Hantu dalam Foto Alexey Titanrenko
Di ujung musik sebelum mengakhiri gerakan dansanya, Mikhail Borka berlutut di hadapan Bednaya dan mengeluarkan sebuah cincin perak dari sakunya seraya menyematkan cincin itu di jari manis Bednaya.
Apa yang lebih menyebalkan dari terombang-ambing di antara dunia fana dan dunia yang abadi. Antara hidup dan mati? Aku tak pernah mencium wangi surga bahkan bau asap neraka. Semua karena ada yang tak tuntas di tapal batas.
***
Malam itu Bednaya Devushka berjalan dengan langkah kakinya yang gontai. Ia berjalan menyusuri jalanan St. Petersburg setelah lama terkulai di Novodevichy Kladbishche. Lembab St. Petersburg tak menghentikannya melangkahkan kaki, ia berjalan di bawah hujan salju. Sedang orang-orang berlomba menghangatkan badan di hadapan perapian di dalam rumah mereka masing-masing. Dari jendela-jendela rumah yang sedikit terbuka, satu dua orang yang dihantui rasa penasaran sembunyi-sembunyi menatapnya. Tentu saja mereka menatap dengan rasa takut, bulu kuduk mereka berdiri ketika mata-mata jahil mereka ditimpa kesialan menangkap sosok Bednaya—memang kadang hasrat mendorong manusia untuk melakukan tindakan-tindakan konyol tak masuk akal. Sosok Bednaya nampak hanya mengenakan selembar gaun berwarna putih untuk mengusir dingin bulan Oktober. Ia berjalan sambil melipat kedua lengannya di depan dada, ia mendekap dirinya sendiri, seolah itu semua dapat menghangatkannya. Wajah Bednaya pucat pasi, tubuhnya kurus seperti mengidap bulimia atau bahkan anoreksia, ia tampak sekurus Koshchey.

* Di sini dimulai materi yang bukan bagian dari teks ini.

PR #897, opened 2026-09-02
perf(stream): avoid Direct H264 payload copy

dormancygrace:
## Summary

Reserve the Direct protocol's 9-byte header in the Go-owned H.264 frame allocation, so the Direct streamer can prepend metadata without allocating and copying the encoded payload again.

## Why

The cgo boundary must copy VENC-owned bytes before releasing the hardware stream. Direct mode then copied the complete encoded frame a second time solely to prepend its keyframe marker and timestamp. At 1080p this happens for every frame.

## Changes

- add an ABI-compatible `ReadH264WithHeadroom` helper
- allocate each shared H.264 frame with nine bytes of headroom while preserving the raw slice consumed by WebRTC
- let Direct reuse that backing allocation and write only its nine-byte header
- retain a safe copy fallback for callers without headroom
- add tests for both zero-copy and fallback paths

WebRTC still receives the exact raw H.264 slice, and queued Direct frames remain independently owned Go allocations.

## Validation

- formatted with Go 1.25.0 `gofmt`
- `git diff --check`
- focused tests added; native Windows test cannot link the target-only cgo/libkvm dependency
- full riscv64 cgo build will run with the repository's SG2002 builder image
- duplicate open-PR search found no matching change

## Audit update (2026-09-03)

- Independent full release-package build passed at commit `e26b537`: https://github.com/dormancygrace/NanoKVM/actions/runs/33735231380
- Reuse now verifies that `data` actually aliases the supplied headroom storage; unrelated equal-length storage falls back to a copy and is covered by a regression test.

### DIFF
--- a/server/common/kvm_vision.go
+++ b/server/common/kvm_vision.go
@@ -4,6 +4,7 @@ package common
 	#cgo CFLAGS: -I../include
 	#cgo LDFLAGS: -L../dl_lib -lkvm
 	#include "kvm_vision.h"
+	#include <string.h>
 */
 import "C"
 import (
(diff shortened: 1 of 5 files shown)


dormancygrace:

PR #898, opened 2026-09-02
perf(h264): submit VI frames without CPU mapping

dormancygrace:
## Summary

- add an explicit MMF API for leasing a VI frame without mapping it into CPU address space
- submit that physical VPSS frame directly to the H.264 VENC path
- preserve the mapped-copy path as a fallback if native submission fails
- leave MJPEG and other CPU consumers on the existing mapped path

The existing H.264 path already avoids copying the raw frame into a separate VENC buffer, but `CameraCviMmf::read()` still maps and invalidates the full NV21 frame before VENC submission. At 1920x1080/30 this touches about 93 MB/s of raw frame address space that the CPU never reads.

## Measured on NanoKVM PCIe / SG2002

Same HDMI source, 1920x1080 at 30 FPS, same Direct client and bitrate:

| Metric | Before | After |
| --- | ---: | ---: |
| `NanoKVM-Server` CPU | 19.58% | 16.30% |
| `mmap` calls / 5 s | 323 | 160 |
| `munmap` calls / 5 s | 310 | 160 |
| transmit rate | 4.28 Mbit/s | 4.29 Mbit/s |
| VENC output | 29-30 FPS | 29-30 FPS |
| VENC hardware time | 11.74 ms | 11.75 ms |

That is a 3.28 percentage-point / 16.8% reduction in server CPU. The remaining roughly 30 map/unmap pairs per second are the small encoded VENC output packets.

No native-submit fallback or VENC errors were logged during the test.

The same change was also measured with the browser switched to H.264 WebRTC.
A 20-second stabilized sample fell from 41.00% to 39.08% server CPU (4.7%),
while remaining at 29-30 FPS. WebRTC retains a much larger protocol overhead
than Direct, so eliminating the common raw-frame mapping is a smaller fraction
of its total CPU use.

## Validation

- complete package build with the repository's pinned builder image and Xuantie GCC 10.2
- package checksum/provenance verification passed
- staged libraries resolved successfully with the device's RVV 0.7.1 musl loader
- deployed both `libkvm.so` and `libkvm_mmf.so` together and verified persistent/runtime hashes
- Direct H.264 remained stable at 1920x1080, 29-30 FPS

CI build: https://github.com/dormancygrace/NanoKVM/actions/runs/33683946200

## Audit update (2026-09-03)

- Independent full release-package build passed at commit `8b0c043`: https://github.com/dormancygrace/NanoKVM/actions/runs/33735235804
- Native VI frames are now released on push/buffer-capacity failures.
- The mapped-copy fallback includes the row-stride correction from #892 so merge order cannot reintroduce the out-of-bounds offset.

### DIFF
--- a/support/sg2002/additional/kvm/src/kvm_vision.cpp
+++ b/support/sg2002/additional/kvm/src/kvm_vision.cpp
@@ -1651,6 +1651,9 @@ int8_t frame_to_h264(uint8_t *data, int width, int height, int format, int vi_ch
         : mmf_venc_push(kvm_venc.mmf_venc_chn, data, width, height, format);
     if (push_ret) {
         mmf_del_venc_channel(kvm_venc.mmf_venc_chn);
+        if (vi_ch >= 0) {
+            mmf_vi_frame_release(vi_ch);
+        }
         kvm_venc.enc_h264_init = 0;
         // rtmp->unlock();
 		debug("[kvmv]mmf venc push failed!\n");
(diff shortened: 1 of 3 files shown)


dormancygrace:

PR #902, opened 2026-09-03
perf(mjpeg): reuse JPEG pack storage

dormancygrace:
## Summary

Reuse a fixed `VENC_PACK_S` descriptor for the serialized JPEG encoder instead of allocating and freeing one for every MJPEG frame.

The same change also validates the vendor-reported pack count before `CVI_VENC_GetStream` writes the descriptor and applies `u32Offset` when exposing the encoded JPEG payload.

## Why

`mmf_enc_jpg_pop()` is on the MJPEG frame hot path. The current implementation performs `malloc(sizeof(VENC_PACK_S))` for every encoded frame and frees it immediately in `mmf_enc_jpg_free()`. The encoder is already single-frame/single-channel and serialized by the KVM capture mutex, so static descriptor storage has the correct lifetime and removes avoidable allocator traffic.

The old code allocated exactly one descriptor but only checked whether the reported count was greater than zero. Validating that it is exactly one before calling the vendor API prevents a larger count from overrunning that storage. Respecting the pack offset matches the H.264 path and avoids returning any prefix bytes the vendor marks as consumed.

## Validation

- independent full release-package build passed: https://github.com/dormancygrace/NanoKVM/actions/runs/33736386986
- package checksum/provenance and staged-library ABI verification passed
- reviewed acquisition/release lifetime: the descriptor remains valid through `CVI_VENC_ReleaseStream`
- `git diff --check`
- composed with #894 using `git merge-tree` with no conflict; the full aggregate RISC-V build and 8-symbol ABI check passed

This is independent of the H.264 pack-storage change in #894.

### DIFF
--- a/support/sg2002/additional/kvm_mmf/src/kvm_mmf.cpp
+++ b/support/sg2002/additional/kvm_mmf/src/kvm_mmf.cpp
@@ -150,6 +150,7 @@ typedef struct {
 
 static priv_t priv;
 static g_priv_t g_priv;
+static VENC_PACK_S jpeg_pack_storage;
 
 #define MODULE_NAME "soph_vi"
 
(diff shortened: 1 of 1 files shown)


dormancygrace:

PR #903, opened 2026-09-03
fix(kvm_vision): fully release MMF during shutdown

dormancygrace:
## Summary

- retain and join the HDMI detector and watchdog pthreads before MMF teardown
- make the shared stop flag atomic and return explicitly from both worker entry points
- force process-wide MMF teardown instead of leaving the JPEG-owned reference alive
- destroy VENC/JPEG before VI so an encoder cannot retain a frame from a destroyed producer
- correct the JPEG input-pool bookkeeping typo

## Why

`kvmv_deinit()` previously destroyed shared state while two background workers could still use it. It also called one balanced `mmf_deinit()` even though the camera and lazily initialized JPEG encoder each held an MMF reference. In a mixed Direct/WebRTC + MJPEG lifetime, exiting with H26x selected last therefore skipped global teardown and left JPEG/VENC/VB carveout allocations for the replacement process to duplicate.

## Validation

- `git diff --check`
- complete Xuantie GCC 10.2 RISC-V release build passed (`kvm_system`, `libkvm.so`, server, and all 9 imported `libkvm` ABI symbols)
- hardware test on SG2002 NanoKVM at 1920x1080, 60 fps, 10 Mbit/s CBR, GOP 30:
  - mixed H.265 + MJPEG peak: 43,560,960 bytes (41.543 MiB)
  - SIGTERM with 4 Direct + 4 MJPEG clients: ION returned from 43,560,960 to 0 bytes; VB pool count returned to 0
  - five additional mixed Direct/MJPEG shutdown cycles returned ION to 0 and VB pools to 0 every time
  - simulated 48 MiB heap (27 MiB held out of the 75 MiB carveout): 8 Direct H.265 + 8 MJPEG clients, 16 H.264/H.265 transitions with persistent MJPEG, 10 transitions between 720p and 1080p, and stop/restart all passed
  - 4 WebRTC H.265 + 4 MJPEG and 4 WebRTC H.264 + 4 MJPEG passed; H.265 + MJPEG passed again after a full server restart under the 48 MiB limit
  - each WebRTC/MJPEG shutdown returned to the pressure allocation alone with zero VB pools
  - real multimedia peak remained 43,560,960 bytes, leaving 6,770,688 bytes (6.457 MiB) in a 48 MiB heap
  - no ION, OOM, buffer-allocation, VENC, or WebRTC write failures

The matching NanoKVM-only memory-map reduction is https://github.com/sipeed/LicheeRV-Nano-Build/pull/839.

### DIFF
--- a/support/sg2002/additional/kvm/src/kvm_vision.cpp
+++ b/support/sg2002/additional/kvm/src/kvm_vision.cpp
@@ -58,6 +58,10 @@
 
 pthread_mutex_t vi_mutex;
 pthread_mutex_t hdmi_signal_mutex = PTHREAD_MUTEX_INITIALIZER;
+static pthread_t vi_detection_thread;
+static pthread_t watchdog_thread;
+static uint8_t vi_detection_thread_started = 0;
+static uint8_t watchdog_thread_started = 0;
 
 static char NanoKVM_edit[] = {
 	0x00,0xFF,0xFF,0xFF,0xFF,0xFF,0xFF,0x00,0x41,0x0C,0x33,0xC2,0x66,0xBA,0x00,0x00,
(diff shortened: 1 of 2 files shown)


dormancygrace:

Selama sembilan puluh delapan tahun sosok Bednaya menjadi momok bagi warga St. Petersburg melengkapi ketakutan mereka pada Koshchey dan Boginka. Selama sembilan puluh delapan tahun, hampir di setiap malam Bednaya selalu terlihat berjalan menyusuri jalanan St. Petersburg. Selama sembilan puluh delapan tahun pula Bednaya mencari alasan mengapa ia tak pernah pergi dari dunia, sedangkan tubuhnya telah lama terkulai di Novodevichy Kladbishche kehilangan nyawa. Bednaya selalu mencoba menerka, apa yang menyebabkannya mati terbunuh setelah pesta dansa itu? Bednaya menerka-nerka apa yang menyebabkannya mati seketika.
Selama sembilan puluh delapan tahun sosok Bednaya menjadi momok bagi warga St. Petersburg melengkapi ketakutan mereka pada Koshchey dan Boginka.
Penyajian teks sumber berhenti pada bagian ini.